#### EXERCISE REQUIREMENTS
Line by line, transcribe the listing below without omission.

#### INFORMATION SHOWN
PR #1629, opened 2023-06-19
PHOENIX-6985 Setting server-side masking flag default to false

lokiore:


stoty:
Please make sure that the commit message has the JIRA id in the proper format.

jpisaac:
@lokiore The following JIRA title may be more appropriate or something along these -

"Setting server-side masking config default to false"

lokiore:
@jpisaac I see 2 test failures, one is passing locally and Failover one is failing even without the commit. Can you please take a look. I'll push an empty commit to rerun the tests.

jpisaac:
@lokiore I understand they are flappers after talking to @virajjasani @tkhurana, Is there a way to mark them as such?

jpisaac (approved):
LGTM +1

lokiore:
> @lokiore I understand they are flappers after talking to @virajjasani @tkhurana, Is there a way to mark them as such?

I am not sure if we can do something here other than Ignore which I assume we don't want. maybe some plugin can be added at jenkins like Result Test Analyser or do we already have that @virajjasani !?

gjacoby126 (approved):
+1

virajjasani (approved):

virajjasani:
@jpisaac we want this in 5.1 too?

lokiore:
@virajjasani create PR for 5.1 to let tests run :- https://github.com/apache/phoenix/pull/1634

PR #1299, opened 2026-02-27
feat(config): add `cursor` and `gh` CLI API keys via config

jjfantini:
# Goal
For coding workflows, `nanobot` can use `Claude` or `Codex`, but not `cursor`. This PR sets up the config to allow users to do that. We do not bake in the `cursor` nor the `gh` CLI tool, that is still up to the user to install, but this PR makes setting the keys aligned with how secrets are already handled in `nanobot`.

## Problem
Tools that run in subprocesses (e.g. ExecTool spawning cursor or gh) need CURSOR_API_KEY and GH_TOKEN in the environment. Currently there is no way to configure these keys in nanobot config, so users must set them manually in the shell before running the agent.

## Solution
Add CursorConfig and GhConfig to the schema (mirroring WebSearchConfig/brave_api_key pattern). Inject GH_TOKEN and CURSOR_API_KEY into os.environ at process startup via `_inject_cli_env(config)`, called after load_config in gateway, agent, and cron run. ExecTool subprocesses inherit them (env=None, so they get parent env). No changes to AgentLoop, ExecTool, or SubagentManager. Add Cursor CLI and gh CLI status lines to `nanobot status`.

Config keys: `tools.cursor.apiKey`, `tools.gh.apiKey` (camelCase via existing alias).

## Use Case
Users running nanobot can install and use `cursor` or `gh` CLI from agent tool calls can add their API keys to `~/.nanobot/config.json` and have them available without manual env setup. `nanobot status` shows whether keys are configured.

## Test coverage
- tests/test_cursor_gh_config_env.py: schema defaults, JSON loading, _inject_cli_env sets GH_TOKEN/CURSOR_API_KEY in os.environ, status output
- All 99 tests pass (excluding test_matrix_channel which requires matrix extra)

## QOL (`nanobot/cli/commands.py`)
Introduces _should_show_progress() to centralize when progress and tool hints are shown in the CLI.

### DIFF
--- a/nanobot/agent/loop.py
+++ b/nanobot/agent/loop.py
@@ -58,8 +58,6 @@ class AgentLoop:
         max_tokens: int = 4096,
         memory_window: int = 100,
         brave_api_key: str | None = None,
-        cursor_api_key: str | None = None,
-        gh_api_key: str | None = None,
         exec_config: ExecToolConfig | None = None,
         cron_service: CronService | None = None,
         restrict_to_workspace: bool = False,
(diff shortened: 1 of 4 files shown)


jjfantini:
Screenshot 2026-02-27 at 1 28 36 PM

#### ANSWER BELOW
PR #1629, opened 2023-06-19
PHOENIX-6985 Setting server-side masking flag default to false

lokiore:


stoty:
Please make sure that the commit message has the JIRA id in the proper format.

jpisaac:
@lokiore The following JIRA title may be more appropriate or something along these -

"Setting server-side masking config default to false"

lokiore:
@jpisaac I see 2 test failures, one is passing locally and Failover one is failing even without the commit. Can you please take a look. I'll push an empty commit to rerun the tests.

jpisaac:
@lokiore I understand they are flappers after talking to @virajjasani @tkhurana, Is there a way to mark them as such?

jpisaac (approved):
LGTM +1

lokiore:
> @lokiore I understand they are flappers after talking to @virajjasani @tkhurana, Is there a way to mark them as such?

I am not sure if we can do something here other than Ignore which I assume we don't want. maybe some plugin can be added at jenkins like Result Test Analyser or do we already have that @virajjasani !?

gjacoby126 (approved):
+1

virajjasani (approved):

virajjasani:
@jpisaac we want this in 5.1 too?

lokiore:
@virajjasani create PR for 5.1 to let tests run :- https://github.com/apache/phoenix/pull/1634

PR #1299, opened 2026-02-27
feat(config): add `cursor` and `gh` CLI API keys via config

jjfantini:
# Goal
For coding workflows, `nanobot` can use `Claude` or `Codex`, but not `cursor`. This PR sets up the config to allow users to do that. We do not bake in the `cursor` nor the `gh` CLI tool, that is still up to the user to install, but this PR makes setting the keys aligned with how secrets are already handled in `nanobot`.

## Problem
Tools that run in subprocesses (e.g. ExecTool spawning cursor or gh) need CURSOR_API_KEY and GH_TOKEN in the environment. Currently there is no way to configure these keys in nanobot config, so users must set them manually in the shell before running the agent.

## Solution
Add CursorConfig and GhConfig to the schema (mirroring WebSearchConfig/brave_api_key pattern). Inject GH_TOKEN and CURSOR_API_KEY into os.environ at process startup via `_inject_cli_env(config)`, called after load_config in gateway, agent, and cron run. ExecTool subprocesses inherit them (env=None, so they get parent env). No changes to AgentLoop, ExecTool, or SubagentManager. Add Cursor CLI and gh CLI status lines to `nanobot status`.

Config keys: `tools.cursor.apiKey`, `tools.gh.apiKey` (camelCase via existing alias).

## Use Case
Users running nanobot can install and use `cursor` or `gh` CLI from agent tool calls can add their API keys to `~/.nanobot/config.json` and have them available without manual env setup. `nanobot status` shows whether keys are configured.

## Test coverage
- tests/test_cursor_gh_config_env.py: schema defaults, JSON loading, _inject_cli_env sets GH_TOKEN/CURSOR_API_KEY in os.environ, status output
- All 99 tests pass (excluding test_matrix_channel which requires matrix extra)

## QOL (`nanobot/cli/commands.py`)
Introduces _should_show_progress() to centralize when progress and tool hints are shown in the CLI.

### DIFF
--- a/nanobot/agent/loop.py
+++ b/nanobot/agent/loop.py
@@ -58,8 +58,6 @@ class AgentLoop:
         max_tokens: int = 4096,
         memory_window: int = 100,
         brave_api_key: str | None = None,
-        cursor_api_key: str | None = None,
-        gh_api_key: str | None = None,
         exec_config: ExecToolConfig | None = None,
         cron_service: CronService | None = None,
         restrict_to_workspace: bool = False,
(diff shortened: 1 of 4 files shown)


jjfantini:
Screenshot 2026-02-27 at 1 28 36 PM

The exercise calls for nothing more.